§ MATERIAL TO PROCESS
PR #4497, opened 2022-10-27
Cache commit on Graveler ref manager

### LINKED ISSUE #4422: Cache Commits in Graveler
Commits are an immutable object. We can cache the recently used commits in the server and avoid the roundtrip to the DB whenever requested to fetch a commit. Even a small cache (~1000, which translates to <1M) should reduce the number of calls to the database.

nopcoder:
Close #4422

### DIFF
--- a/pkg/graveler/ref/manager.go
+++ b/pkg/graveler/ref/manager.go
@@ -33,7 +33,7 @@ const (
 	DefaultRepositoryCacheJitter = DefaultRepositoryCacheExpiry / 2
 
 	DefaultCommitCacheSize   = 1000
-	DefaultCommitCacheExpiry = 5 * time.Second
+	DefaultCommitCacheExpiry = 30 * time.Second
 	DefaultCommitCacheJitter = DefaultRepositoryCacheExpiry / 2
 )
 
@@ -42,6 +42,20 @@ type CacheConfig struct {
 	Expiry time.Duration
 	Jitter time.Duration
 }
+
+var (
+	DefaultRepositoryCacheConfig = &CacheConfig{
+		Size:   DefaultRepositoryCacheSize,
+		Expiry: DefaultRepositoryCacheExpiry,
+		Jitter: DefaultRepositoryCacheJitter,
+	}
+
+	DefaultCommitCacheConfig = &CacheConfig{
+		Size:   DefaultCommitCacheSize,
+		Expiry: DefaultCommitCacheExpiry,
+		Jitter: DefaultCommitCacheJitter,
+	}
+)
 
 type KVManager struct {
 	kvStore         *kv.StoreMessage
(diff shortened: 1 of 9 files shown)


pkg/graveler/ref/manager.go
```diff
@@ -31,19 +31,24 @@ const (
 	DefaultRepositoryCacheSize   = 1000
 	DefaultRepositoryCacheExpiry = 5 * time.Second
 	DefaultRepositoryCacheJitter = DefaultRepositoryCacheExpiry / 2
+
+	DefaultCommitCacheSize   = 1000
+	DefaultCommitCacheExpiry = 5 * time.Second
```
itaiad200, line 36: Let's increase it to 30 seconds? It's immutable anyhow..

pkg/graveler/ref/manager.go
```diff
@@ -85,11 +100,27 @@ func NewKVRefManager(executor batch.Batcher, kvStore kv.StoreMessage, addressPro
...
+		commitCacheConfig = &CacheConfig{
+			Size:   DefaultCommitCacheSize,
+			Expiry: DefaultCommitCacheExpiry,
+			Jitter: DefaultCommitCacheJitter,
+		}
+	}
+	commitCache := cache.NoCache
+	if commitCacheConfig.Size > 0 {
+		commitCache = cache.NewCache(commitCacheConfig.Size, commitCacheConfig.Expiry, cache.NewJitterFn(commitCacheConfig.Jitter))
+	}
```
itaiad200, line 116: Minor: Duplicated logic to shared location

pkg/graveler/ref/manager.go
```diff
@@ -456,23 +487,38 @@ func (m *KVManager) GetCommitByPrefix(ctx context.Context, repository *graveler.
 }
 
 func (m *KVManager) GetCommit(ctx context.Context, repository *graveler.RepositoryRecord, commitID graveler.CommitID) (*graveler.Commit, error) {
+	key := fmt.Sprintf("%s:%s", repository.RepositoryID, commitID)
+	v, err := m.repoCache.GetOrSet(key, func() (v interface{}, err error) {
+		return m.getCommitBatch(ctx, repository, commitID)
```
itaiad200, line 492: It won't cache NotFound commits. I can't remember if we expect this to happen a lot. The chances of a user pointing directly to a commit hash which wasn't created yet is not big. However, we accept refs which could be anything. If we currently check that `main` isn't a commit, I think we should avoid that constant call to the store.

itaiad200 (changes requested):
Great tests! Only blocking comment regarding unfound commit

eden-ohana (approved):

pkg/graveler/ref/manager.go
nopcoder: I think that full commit ID for non existing is something that probably will not be part of any main flow. Anything short or resolved from branch or tag should be an existing commit.
So filling the cache with non existing commit for a case that a user/app try to identify if commit exits I assume it will be something I don't want to return answer from the last 30sec.
Keeping it this way.

itaiad200: @nopcoder missed this one?

nopcoder: Will open an issue/pr to handle optimization of branch vs commit prefix.

pkg/graveler/ref/manager_test.go
```diff
@@ -33,15 +33,22 @@ func TestManager_GetRepositoryCache(t *testing.T) {
...
 	ctrl := gomock.NewController(t)
 	mockStore := mock.NewMockStore(ctrl)
-	storeMessage := kv.StoreMessage{Store: mockStore}
+	storeMessage := &kv.StoreMessage{Store: mockStore}
 	ctx := context.Background()
 	mockStore.EXPECT().Get(ctx, []byte("graveler"), []byte("repos/repo1")).Times(times).Return(&kv.ValueWithPredicate{}, nil)
-	repoCacheConfig := &ref.RepositoryCacheConfig{
+	cacheConfig := &ref.CacheConfig{
 		Size:   100,
 		Expiry: 2 * time.Second,
```
itaiad200, line 41: If we're going to `sleep` in tests, why not 20 milliseconds?

itaiad200 (approved):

§ AIM OF THE TASK
Check the records above and copy each line that has the string "type".

§ TASK SOLUTION
@@ -42,6 +42,20 @@ type CacheConfig struct {
 type KVManager struct {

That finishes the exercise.